In total, the undisputed facts establish that Doyle received all the due process to which he is entitled under the Fourteenth Amendment.*fn1 Accordingly, defendant Peoria County is also entitled to Summary Judgment on Doyle's due process claims, Counts IV and V.
III. State Law Retaliatory Discharge
Doyle's only remaining count is a state common law claim of retaliatory discharge. Pursuant to Illinois law, a valid claim for retaliatory discharge requires the employee to establish (1) that he was discharged in retaliation for his activities, and (2) that the discharge violated "a clear mandate of public policy." Callahan v. Edgewater Care & Rehabilitation Center, Inc., --N.E.2d ---, 2007 WL 1932736, at *2 (Ill App. 1st Dist., July 3, 2007). Doyle invokes the public policy in favor of full disclosure to the Illinois Labor Relations Board, as purportedly required by the Board's directives, and Peoria County invokes the public policy in favor of preserving the confidential information of juvenile detainees, as required by the Juvenile Court Act and Probation Officers Act. As a point of clarification, the Court has previously ruled that the retaliatory discharge claim against the Chief Judge has been dismissed as barred by sovereign immunity. See Report and Recommendation, d/e #31, at 10 ("The Illinois Court of Claims has exclusive jurisdiction over claims against the State for 'damages sounding in tort.'") (quoting 705 ILCS 505/8(d)).
The Court declines to exercise supplemental jurisdiction over Doyle's state law retaliatory discharge claim. Title 28 U.S.C. § 1367(c)(3) provides that a district court "may decline to exercise supplemental jurisdiction" over pendent state-law claims if the court has dismissed all claims over which it has jurisdiction. Wright v. Associated Ins. Co. Inc., 29 F.3d 1244, 1250 (7th Cir. 1994) (citing 28 U.S.C. § 1367(c)(3)). A district court should consider and weigh the factors of judicial economy, convenience, fairness and comity in deciding whether to exercise jurisdiction over pendent state-law claims. Id. at 1251 (citing Carnegie-Mellon Univ. v. Cohill, 484 U.S. 343, 350 (1988); Timm v. Mead Corp., 32 F.3d 273, 277 (7th Cir. 1994)).

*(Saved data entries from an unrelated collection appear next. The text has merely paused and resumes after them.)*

PR #40982, opened 2026-08-19
feat(cli): add intent-based command search

### LINKED ISSUE #41035: Add intent-based command discovery to difyctl
### Self Checks

Agents currently load the complete `difyctl help -o json` command tree to discover a single command. This sends unnecessary CLI output into the agent context and makes command discovery less targeted.

Add `difyctl help -o json --compact`: the complete command map carrying only `command`, `description`, and `effect` per entry — about 4 KB, against ~45 KB for the full `difyctl help -o json` tree.

The Agent Skill then reads that map, selects one command, and inspects it with `difyctl help <path> -o json`, which remains the only surface that carries args and flags. Two calls per task, and no path where an agent names a flag it never fetched.

An intent-ranked `difyctl search` was prototyped and measured against this approach: 240 paired agent runs, 4 models, 18 tasks (direct hits, paraphrase, morphology, typos, ambiguous, unsupported). Every strategy was equally correct; they differ in cost per task.

| discovery strategy | correct | input footprint |
| --- | ---: | ---: |
| compact map, then per-command help | 60/60 | 116,963 |
| search first, compact fallback | 60/60 | 125,922 |
| search first, full-tree fallback | 60/60 | 136,967 |
| full tree (current behaviour) | 60/60 | 160,450 |

At the current 28-command surface the extra search round trip costs more than the 4 KB map it avoids, so this issue is now scoped to the compact map. Ranked search is deferred until the command surface is large enough to pay for the extra hop; extrapolating from the numbers above that is on the order of a few hundred commands, and it also depends on ranking precision rather than command count alone.

samzong:
## Summary

- add `difyctl search "<intent>"` over live command help metadata
- update the Agent Skill to discover candidates with search and verify them with per-command help
- cover ranking, generated registry wiring, Skill guidance, and agent workflow behavior

Issue: none; this draft is opened for maintainer discussion.

## Screenshots

Not applicable — CLI-only change.

## Checklist

- [x] Documentation is updated in `cli/README.md`.
- [x] I understand this PR may be closed without prior discussion or an assigned issue.
- [x] Tests cover each introduced behavior and the change is atomic.
- [x] `pnpm tree:check`, `pnpm test`, local agent-workflow E2E, `pnpm build`, and staged-path `vp check` passed.

Fixes #41035

### DIFF
--- a/cli/src/help/skill-template.ts
+++ b/cli/src/help/skill-template.ts
@@ -1,15 +1,3 @@
-// The difyctl agent skill, in full — one hand-authored, pure-delegation file.
-//
-// It inlines NO command list, NO flag list, and ships no reference files. The
-// command surface is discovered at runtime via `difyctl help -o json`, so this
-// template has nothing to derive from the binary and nothing that can drift
-// from it. `{{VERSION}}` is the only substitution; it is filled at emit time by
-// renderSkill() in ./skill.
-//
-// RED LINE: keep this pure delegation. The moment a command or flag listing is
-// added here, the embedded static copy can fall out of sync with the command
-// surface — at which point it must instead be generated from the command model
-// with a snapshot test (see SKILL-SPEC.md §10, decision D2).
 export const SKILL_TEMPLATE = `---
 name: difyctl
 description: Drive the difyctl CLI to manage Dify apps, workspaces, members and runs. Use when the task involves difyctl or operating a Dify instance from the command line.
@@ -20,10 +8,21 @@ description: Drive the difyctl CLI to manage Dify apps, workspaces, members and 
 difyctl is self-describing — do not guess commands.
 
 ## Discover the command surface
-Run \`difyctl help -o json\` for the version-current map: every command
-(args, flags, examples, \`effect\`) plus the global \`contract\` (exit codes,
-output formats, error envelope, HITL protocol). Treat that JSON as the
-source of truth; this file only bootstraps you into it.
+1. Find candidates:
+   \`difyctl search "<intent>" -o json\`
+   Treat hits as candidates only — do not execute from this output.
+2. Inspect the chosen command:
+   \`difyctl help <path> -o json\`
+   Expand a multi-token path as separate shell arguments; never quote the
+   entire returned path.
+   That JSON is the source of truth for args, flags, examples, \`effect\`,
+   and \`agentGuide\`.
+
+When the task depends on global exit codes, error envelopes, HITL, or retry
+semantics, read \`difyctl help agent\`.
+
+Only when search returns no viable candidate, fall back to
+\`difyctl help -o json\`. Do not run the full sitemap after useful search results.
 
 ## The one non-obvious thing: HITL pauses are not failures
 A run can pause for human input. It exits with **code 0** and emits a
@@ -31,8 +30,8 @@ A run can pause for human input. It exits with **code 0** and emits a
 Resume as the payload instructs (see \`difyctl resume app --help\`).
 
 ## Before any write/destructive action
-Check the command's \`effect\` (\`read\` / \`write\` / \`destructive\`) in
-\`difyctl help -o json\` before running it.
+Never execute a write/destructive candidate from search output. Treat the
+inspected command's \`effect\` as the confirmation gate before running it.
 
 ---
 difyctl skill v{{VERSION}} — if \`difyctl version\` differs, re-run
--- a/cli/test/e2e/suites/agent/agent-skill-workflow.e2e.ts
+++ b/cli/test/e2e/suites/agent/agent-skill-workflow.e2e.ts
@@ -3,7 +3,7 @@
  *
  * Scenario: an AI agent has loaded difyctl SKILL.md and drives difyctl to:
  *   1. Bootstrap  - read SKILL.md via `skills install --stdout`
- *   2. Discover   - `help -o json` for full command surface + contract
+ *   2. Discover   - `search` for candidates, then per-command help
  *   3. Auth check - no token → exit 4 + JSON error envelope
  *   4. Discover apps    - `get app -o json`
  *   5. Describe app     - `describe app <id> -o json`
@@ -14,7 +14,7 @@
  *  10. Pipeline safety  - no ANSI/spinner, stdout/stderr separation
  *
  * PRD: §3 Agent-Driven, §5 Agent onboarding, Req 1.3/2.1/2.3/3.1-3.3
- * Agent Skills PRD: §4/§5.2 SKILL.md → help -o json discovery pattern
+ * Agent Skills PRD: §4/§5.2 SKILL.md → live command discovery
  *
  * Groups 1-3, 9: no auth required (local mode compatible)
  * Groups 4-8, 10: require DIFY_E2E_TOKEN / staging — wrapped with optionalIt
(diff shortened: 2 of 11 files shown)


samzong:
## Four-model agent workflow A/B report

### Recommendation

Keep the `search` command and the final search-first Agent Skill workflow.

The evaluation covered four models, six command-discovery tasks, and two workflows for 48 isolated Cursor Agent runs. Both workflows selected the expected command path in every run. The measurable benefit is lower context and discovery overhead rather than higher accuracy on this already-saturated task set.

### Aggregate results

| Metric | Help-only baseline | Search loop | Change |
| --- | ---: | ---: | ---: |
| Correct command path | 24/24 | 24/24 | unchanged |
| Runs loading full `help -o json` | 24/24 | 0/24 | eliminated |
| Runs loading per-command help | 23/24 | 24/24 | complete verification |
| Average CLI output | 45,510 B | 4,344 B | -90.5% |
| Average input footprint | 188,893 tokens | 137,959 tokens | -27.0% |
| Median input footprint | 162,870 tokens | 119,242 tokens | -26.8% |
| Average duration | 29.5 s | 24.8 s | -15.9% |
| Median duration | 29.1 s | 23.4 s | -19.4% |
| Average model output | 1,208 tokens | 833 tokens | -31.0% |
| Average tool calls | 5.54 | 4.00 | -27.8% |
| Average CLI calls | 2.38 | 2.38 | unchanged |

`Input footprint` is `inputTokens + cacheReadTokens + cacheWriteTokens` from Cursor Agent usage. It is useful for within-evaluation comparisons and is not a billing-token measurement.

### Per-model results

| Model | Accuracy | Input footprint | CLI output | Average duration |
| --- | ---: | ---: | ---: | ---: |
| Claude Sonnet 5 High | 6/6 → 6/6 | -23.6% | -87.7% | -10.6% |
| GPT-5.6 Sol High Fast | 6/6 → 6/6 | -24.1% | -90.7% | -25.0% |
| Cursor Grok 4.6 High Fast | 6/6 → 6/6 | -32.9% | -91.3% | -26.6% |
| GPT-5.6 Luna High Fast | 6/6 → 6/6 | -29.8% | -91.2% | +3.1% |

Luna's median duration improved by 6.9% despite its average increasing by 3.1%. With one sample per model/task/workflow combination, latency is not statistically significant; CLI bytes and token footprint are the stronger signals.

### Agent-workflow test cases

Each case was run once per model against both the help-only baseline and the search loop. Agents were required to return the command path, effect, required arguments, and relevant flags without reading source code or executing the business command.

| Case | Prompt | Expected path |
| --- | --- | --- |
| Export definition | Export the editable Dify Studio app definition as a YAML backup. | `export studio-app` |
| Import definition | Create or update an editable Studio app from a Dify DSL YAML file. | `import studio-app` |
| Inspect input schema | Obtain a published app's mode and complete input schema before running it. | `describe app` |
| Resume human input | Continue a workflow app paused for a human-input form submission. | `resume app` |
| Revoke devices | Revoke one session device, with an option to revoke all session devices. | `auth devices revoke` |
| Switch account | Switch the active account when several Dify accounts are authenticated locally. | `use account` |

The final search-loop matrix used `search` in 24/24 runs, exact per-command help in 24/24, full sitemap help in 0/24, `help agent` in 0/24, and business-command execution in 0/24.

### Automated test cases and verification

`cli/src/commands/search/search.test.ts` covers:

- path matches ranking above description matches, including simple plural folding;
- flag and agent-guide token matches without repeated-word inflation;
- deterministic path ordering for equal scores;
- empty results for intents with no searchable tokens.

`cli/test/e2e/suites/agent/agent-skill-workflow.e2e.ts` covers:

- the installed Skill's search → per-command-help workflow;
- zero command-tree enumeration in the Skill;
- `search` ranking `export studio-app` first for `export app`;
- candidate output containing path, description, effect, and score while excluding flags and agent guides;
- machine-readable help and effect metadata used by the confirmation gate.

Fresh verification on the committed diff:

- `pnpm tree:check` — passed;
- `pnpm test` — 1,252 passed, 26 skipped;
- local agent-workflow E2E — 62 passed, 29 credential-dependent cases skipped;
- `pnpm build` — passed;
- `vp check` on all staged CLI paths — passed with no formatting, lint, or type errors.

### Interpretation limits

These tasks are correctly solvable from the existing sitemap, so the evaluation demonstrates that search preserves command-selection accuracy while reducing context cost. It does not establish an accuracy improvement for ambiguous, synonym-heavy, no-match, or noun-collision intents. Those require a larger blind ranking set with top-1, top-3, and MRR measurements.

wylswz:
Since the search is based on token matching, will stemming help improving the searching performance?

samzong:
@wylswz Good point! we can improve this with broader stemming later.

lin-snow:
> 由于搜索基于令牌匹配，词干提取是否有助于提升搜索表现？

@samzong @wylswz 

I looked through this PR, and it feels like the core idea is essentially still progressive disclosure: controlling the amount of context the Agent receives at each step to avoid context growth as the number of CLI commands increases.

A couple of points I’d like to discuss:

1. The current eval mainly demonstrates that search performs better than the full sitemap approach. However, when the command surface is relatively small (e.g. only a few dozen commands), would a compact sitemap already be sufficient? In that case, the context reduction benefit from search may be limited, while it also introduces an additional retrieval/ranking layer. It would be interesting to validate whether that tradeoff is still worthwhile.

2. The current skill design uses a search-first strategy, but should we consider the uncertainty of the search results themselves? If search returns a candidate that looks plausible but is actually incorrect, and prevents the Agent from seeing the full command list, it may reduce the model’s own semantic reasoning capability. Would it make sense to fallback to a compact sitemap when confidence is low, no results are returned, or when the command surface is still small?

It might be useful to add a compact sitemap baseline, along with some adversarial cases (e.g. synonyms, paraphrased intents, queries with low vocabulary overlap) to verify whether search still provides a net benefit at the current scale.

lin-snow:
@samzong @wylswz 

I think the search direction is valuable. At its core, it is solving the progressive disclosure and context control problem. Beyond that, it may also be worth strengthening the security semantics of the commands themselves. In an Agent scenario, after finding the right command, accurately understanding the execution risk is also an important part of the workflow.

Currently, the effect metadata seems to have some coverage gaps. For example, some commands that actually modify server-side state do not declare an effect and may be interpreted as read operations by default, while semantically similar commands are already explicitly marked as write. Cases like this could potentially affect the Agent's confirmation flow.

Additionally, for some high-risk commands, adding dry-run support could be another direction: allowing the Agent to preview the potential changes before execution, and then complete the workflow with user confirmation.

So besides continuing to improve search/retrieval, it may also be worth considering command metadata (effect) and dry-run capabilities together. These improvements could further make the CLI more Agent-friendly. 🤔

cli/test/e2e/suites/agent/agent-skill-workflow.e2e.ts
```diff
@@ -14,7 +14,7 @@
  *  10. Pipeline safety  - no ANSI/spinner, stdout/stderr separation
  *
  * PRD: §3 Agent-Driven, §5 Agent onboarding, Req 1.3/2.1/2.3/3.1-3.3
- * Agent Skills PRD: §4/§5.2 SKILL.md → help -o json discovery pattern
+ * Agent Skills PRD: §4/§5.2 SKILL.md → live command discovery
```
lin-snow, line 17: BTW, this comment seems to include some details from the PRD that are unrelated to the code context.

cli/src/help/skill-template.ts
```diff
@@ -20,19 +8,30 @@ description: Drive the difyctl CLI to manage Dify apps, workspaces, members and
...
+   Expand a multi-token path as separate shell arguments; never quote the
+   entire returned path.
+   That JSON is the source of truth for args, flags, examples, \`effect\`,
+   and \`agentGuide\`.
+
+When the task depends on global exit codes, error envelopes, HITL, or retry
+semantics, read \`difyctl help agent\`.
+
+Only when search returns no viable candidate, fall back to
+\`difyctl help -o json\`. Do not run the full sitemap after useful search results.
```
lin-snow, line 25: > Do not run the full sitemap after useful search results.

This is the strategy I was referring to in my previous comment.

Here, the Court has dismissed Doyle's claims over which the Court had original jurisdiction, and as the Seventh Circuit has repeatedly stated, "it is the well-established law of this circuit that the usual practice is to dismiss without prejudice state supplemental claims whenever all federal claims have been dismissed prior to trial." East-Miller v. Lake County Highway Dep't, 421 F.3d 558, 564-65 (7th Cir. 2005) (quoting Groce v. Eli Lilly & Co., 193 F.3d 496, 501 (7th Cir. 1999); Wright, 29 F.3d at 1250 (same). The Court's above rulings on the federal § 1983 claims have not already ruled upon any issues essential to the retaliatory discharge count, and the Court's resolution of the parties' arguments on this state law claim would likely demand the analysis of competing public policies under Illinois law and regulations, an issue on which the Illinois courts have yet to provide any guidance. See 28 U.S.C. § 1367(c)(1) (permitting courts to decline jurisdiction where state law claim raises novel or complex issue of state law). Last, section 1367(d) tolls the statute of limitations for 30 days after this Court's dismissal of Doyle's supplemental claim, allowing him to re-file his retaliatory discharge claim against Peoria County in state court without it being time-barred. See Williams Elec. Games, Inc. v. Garrity, 479 F.3d 904, 907 (7th Cir.2007). Accordingly, Doyle's claim for retaliatory discharge is dismissed without prejudice.
For the above reasons, the Motion for Summary Judgment by Defendant Chief Judge of the Tenth Judicial Circuit [#46] and the Motion for Summary Judgment by Defendant Peoria County [#45] are GRANTED. The matter is now TERMINATED.
ENTERED this 16th day of August, 2007.